第3回:組織を見るレンズを手に入れよう(システム思考入門)

組織の中で
「なぜこうなるんだろう?」
「どうして同じ問題が繰り返されるんだろう?」
と思ったことはありませんか?

実はそれ、目の前で起きている出来事の「背後にある構造」が原因かもしれません。

今回ご紹介する「システム思考」は、そうした見えにくい構造に気づき、複雑な問題の本質を見抜くための思考の道具です。
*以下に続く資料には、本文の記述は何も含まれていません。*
PR #565, opened 2019-03-21
Add a "bug report" issue template

DeeDeeG:
Gives a more reasonable template for submitting bugs.

(The "Generic Proposal" template doesn't really fit for bug report issues.)

### DIFF
--- a/.github/ISSUE_TEMPLATE/bug--something-went-wrong-or-isn-t-working-right-.md
+++ b/.github/ISSUE_TEMPLATE/bug--something-went-wrong-or-isn-t-working-right-.md
@@ -1,0 +1,26 @@
+---
+name: Bug (something went wrong or isn't working right)
+about: For bug reports, or describing problems with Refuge Restrooms
+title: ''
+labels: ''
+assignees: ''
+
+---
+
+### What isn't working
+
+<!-- Please describe here what isn't working right. -->
+
+<!-- For example: 
+
+### What usually happens
+
+<!-- What would you usually expect to happen instead? -->
+
+### Steps to recreate the problem
+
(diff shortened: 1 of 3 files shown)


DeeDeeG:
I was thinking whether to make a bug report template, or just a blank template. I think people have been pretty good at describing issues in the past, and it's probably nicer to do follow-up questions in the issue comments than to make contributors jump through too many hoops.

Anyway, I drafted this to get some comments/feedback.

I'd still be okay with just adding a blank issue template, which I think would help folks feel they don't need to use the generic proposal template when it doesn't really fit.

DeeDeeG:
HMM there's three of these... Probably because I changed the title of the issue template a few times while drafting it. I can fix this by deleting two of them and force-pushing to the branch...

tkwidmer:
Whats the status of this?

DeeDeeG:
Hi @tkwidmer,

I wasn't able to decide which of these I like. They saved at different times when I was drafting them, at the moment I updated the name.

Simpler one: https://gist.github.com/DeeDeeG/0d18e4b845623fe5bac43f19c956c77b#file-simple-template-md
More complex one: https://gist.github.com/DeeDeeG/0d18e4b845623fe5bac43f19c956c77b#file-complex-template-md

I might also lean toward the default GitHub one: https://gist.github.com/DeeDeeG/0d18e4b845623fe5bac43f19c956c77b#file-github-default-template-md

... Or just one called "blank" so folks can write what they want.

Kind of hard to decide. But it's a bit of one-person [bikeshedding](https://en.wikipedia.org/wiki/Bikeshedding) I guess.

(If need be, this can just be closed.)

DeeDeeG:
Closing this for now.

組織開発を進めていくうえで欠かせない“レンズ”のひとつと言えるでしょう。

システム思考とは?

システム思考とは、物事を「全体のつながり」としてとらえる考え方です。
私たちはつい、目の前の出来事や個人の行動に注目しがちですが、システム思考では「背景にある構造」や「関係性」に目を向けます。

たとえば、ある部署で離職率が高いとします。
システム思考では、「人が辞めた理由」を個々の事情として捉えるのではなく、
「その部署に共通する構造は何か?」を問い直します。

  • 評価制度が個人主義的すぎる?
  • 上司のマネジメントスタイルが一方通行?
  • 情報共有が不足して孤立しやすい?

こうした“構造”を見つけることで、表面的な対処ではなく、根本的な改善につなげることができます。

因果ループ図を使ってみよう

システム思考の代表的なツールが「因果ループ図(Causal Loop Diagram)」です。
これは、出来事と出来事の因果関係(=影響の流れ)を、矢印でつないでいく図です。

例:会議がうまくいかない理由 

会議の雰囲気が硬い
   ↓
発言が少なくなる
   ↓
決定が曖昧になる
   ↓
会議が長引く
   ↓
会議の目的が見えにくくなる
   ↓
会議の雰囲気がさらに硬くなる

このように、原因と結果がぐるっと回っている状態を「ループ」と呼びます。
この例は「悪循環」のループです。逆に、プラスに働く場合は「好循環」と呼びます。

因果ループ図を描くことで、複雑に見える問題も「つながりのパターン」として整理され、対応のヒントが見つかります。

やってみよう!簡単なループ図づくりエクササイズ

Step 1:気になる“繰り返し”を見つける 

「また同じことが起きたな」と思った出来事を書き出してみましょう。たとえば:

  • プロジェクトがまた納期ギリギリになった
  • ミーティングがまた長引いた
  • メンバーがまた相談しないまま進めてしまった

Step 2:原因と結果を「矢印」でつなぐ

次に、「これが起きたから、次にこれが起きた」という流れを考えてみます。

例:プロジェクトが遅れたケース

  • 途中で仕様変更が入る
     ↓
  • 手戻りが増える
     ↓
  • 作業が逼迫する
     ↓
  • 十分なレビュー時間がとれない
     ↓
  • クオリティが下がる
     ↓
  • 納期直前に修正が発生
     ↓
  • プロジェクトが遅れる(=ループに戻る)

Step 3:改善の糸口を探してみる

ループのどこかに「介入」できるポイントがあるか探します。

たとえば:

  • 仕様変更を受ける前に「影響確認のチェックリスト」を作る
  • 手戻りが多い部分をあらかじめ見直す
  • 納期に余裕を持たせた設計にする

最初は手書きでもOK。チームで一緒にホワイトボードに描くのも効果的です。

日常業務から“構造”を見つける問いかけ

  • なぜこのプロジェクトは毎回遅れるのか?
  • なぜチームの会話が増えないのか?
  • なぜミスの報告が後手になるのか?

こうした問いを立てるだけでも、あなたの中に“構造を見る目”が育ちはじめます。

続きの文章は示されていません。